» What the exercise asks
Every single record below is to be reproduced exactly.

» Data extract
PR #4760, opened 2023-11-07
[FIXED] MQTT: deadlock between JS API and mqttDeliverMsgCbQoS0

levb:
Re-ordered the interactions with JetStream outside the locks.

2 specific use-cases covered in the tests
- Attempt to subscribe to `#` was causing deadlocks when retained messages were present.
- Attempt to subscribe to anything with relevant retained messages if a `#` (or any other subscription matching internal subjects, say `+/+/.../+`) was already set up.

### DIFF
--- a/server/mqtt.go
+++ b/server/mqtt.go
@@ -4584,6 +4584,7 @@ func (sess *mqttSession) ensurePubRelConsumerSubscription(c *client) error {
 	pubRelConsumer := sess.pubRelConsumer
 	tmaxack := sess.tmaxack
 	idHash := sess.idHash
+	id := sess.id
 	sess.mu.Unlock()
 
 	// Subscribe before the consumer is created so we don't loose any messages.
@@ -4622,7 +4623,7 @@ func (sess *mqttSession) ensurePubRelConsumerSubscription(c *client) error {
 			ccr.Config.InactiveThreshold = opts.MQTT.ConsumerInactiveThreshold
 		}
 		if _, err := sess.jsa.createConsumer(ccr); err != nil {
-			c.Errorf("Unable to add JetStream consumer for PUBREL for client %q: err=%v", sess.id, err)
+			c.Errorf("Unable to add JetStream consumer for PUBREL for client %q: err=%v", id, err)
 			return err
 		}
 		pubRelConsumer = &ccr.Config
--- a/server/mqtt.go
+++ b/server/mqtt.go
@@ -2165,6 +2165,27 @@ func (as *mqttAccountSessionManager) removeSession(sess *mqttSession, lock bool)
 	}
 }
 
+// Helpers that sets the sub's mqtt fields and possibly serialize
+// (pre-loaded) retained messages.
+// Account manager and session lock held.
+func (sess *mqttSession) processSub(c *client, subject, sid []byte, isReserved bool, qos byte, jsDurName string, h msgHandler) (*subscription, error) {
+	sub, err := c.processSub(subject, nil, sid, h, false)
+
+	if err != nil {
+		// c.processSub already called c.Errorf(), so no need here.
+		return nil, err
+	}
+	for _, ss := range append([]*subscription{sub}, sub.shadow...) {
+		if ss.mqtt == nil {
+			ss.mqtt = &mqttSub{}
+		}
+		ss.mqtt.qos = qos
+		ss.mqtt.reserved = isReserved
+		ss.mqtt.jsDur = jsDurName
+	}
+	return sub, nil
+}
+
 // Process subscriptions for the given session/client.
 //
 // When `fromSubProto` is false, it means that this is invoked from the CONNECT
@@ -2271,39 +2292,6 @@ func (as *mqttAccountSessionManager) processSubs(sess *mqttSession, c *client,
 		sess.cons[sid] = cc
 	}
 
-	// Helpers that sets the sub's mqtt fields and possibly serialize
-	// (pre-loaded) retained messages. Assumes account manager and session lock
-	// held.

» Exercise answer
PR #4760, opened 2023-11-07
[FIXED] MQTT: deadlock between JS API and mqttDeliverMsgCbQoS0

levb:
Re-ordered the interactions with JetStream outside the locks.

2 specific use-cases covered in the tests
- Attempt to subscribe to `#` was causing deadlocks when retained messages were present.
- Attempt to subscribe to anything with relevant retained messages if a `#` (or any other subscription matching internal subjects, say `+/+/.../+`) was already set up.

### DIFF
--- a/server/mqtt.go
+++ b/server/mqtt.go
@@ -4584,6 +4584,7 @@ func (sess *mqttSession) ensurePubRelConsumerSubscription(c *client) error {
 	pubRelConsumer := sess.pubRelConsumer
 	tmaxack := sess.tmaxack
 	idHash := sess.idHash
+	id := sess.id
 	sess.mu.Unlock()
 
 	// Subscribe before the consumer is created so we don't loose any messages.
@@ -4622,7 +4623,7 @@ func (sess *mqttSession) ensurePubRelConsumerSubscription(c *client) error {
 			ccr.Config.InactiveThreshold = opts.MQTT.ConsumerInactiveThreshold
 		}
 		if _, err := sess.jsa.createConsumer(ccr); err != nil {
-			c.Errorf("Unable to add JetStream consumer for PUBREL for client %q: err=%v", sess.id, err)
+			c.Errorf("Unable to add JetStream consumer for PUBREL for client %q: err=%v", id, err)
 			return err
 		}
 		pubRelConsumer = &ccr.Config
--- a/server/mqtt.go
+++ b/server/mqtt.go
@@ -2165,6 +2165,27 @@ func (as *mqttAccountSessionManager) removeSession(sess *mqttSession, lock bool)
 	}
 }
 
+// Helpers that sets the sub's mqtt fields and possibly serialize
+// (pre-loaded) retained messages.
+// Account manager and session lock held.
+func (sess *mqttSession) processSub(c *client, subject, sid []byte, isReserved bool, qos byte, jsDurName string, h msgHandler) (*subscription, error) {
+	sub, err := c.processSub(subject, nil, sid, h, false)
+
+	if err != nil {
+		// c.processSub already called c.Errorf(), so no need here.
+		return nil, err
+	}
+	for _, ss := range append([]*subscription{sub}, sub.shadow...) {
+		if ss.mqtt == nil {
+			ss.mqtt = &mqttSub{}
+		}
+		ss.mqtt.qos = qos
+		ss.mqtt.reserved = isReserved
+		ss.mqtt.jsDur = jsDurName
+	}
+	return sub, nil
+}
+
 // Process subscriptions for the given session/client.
 //
 // When `fromSubProto` is false, it means that this is invoked from the CONNECT
@@ -2271,39 +2292,6 @@ func (as *mqttAccountSessionManager) processSubs(sess *mqttSession, c *client,
 		sess.cons[sid] = cc
 	}
 
-	// Helpers that sets the sub's mqtt fields and possibly serialize
-	// (pre-loaded) retained messages. Assumes account manager and session lock
-	// held.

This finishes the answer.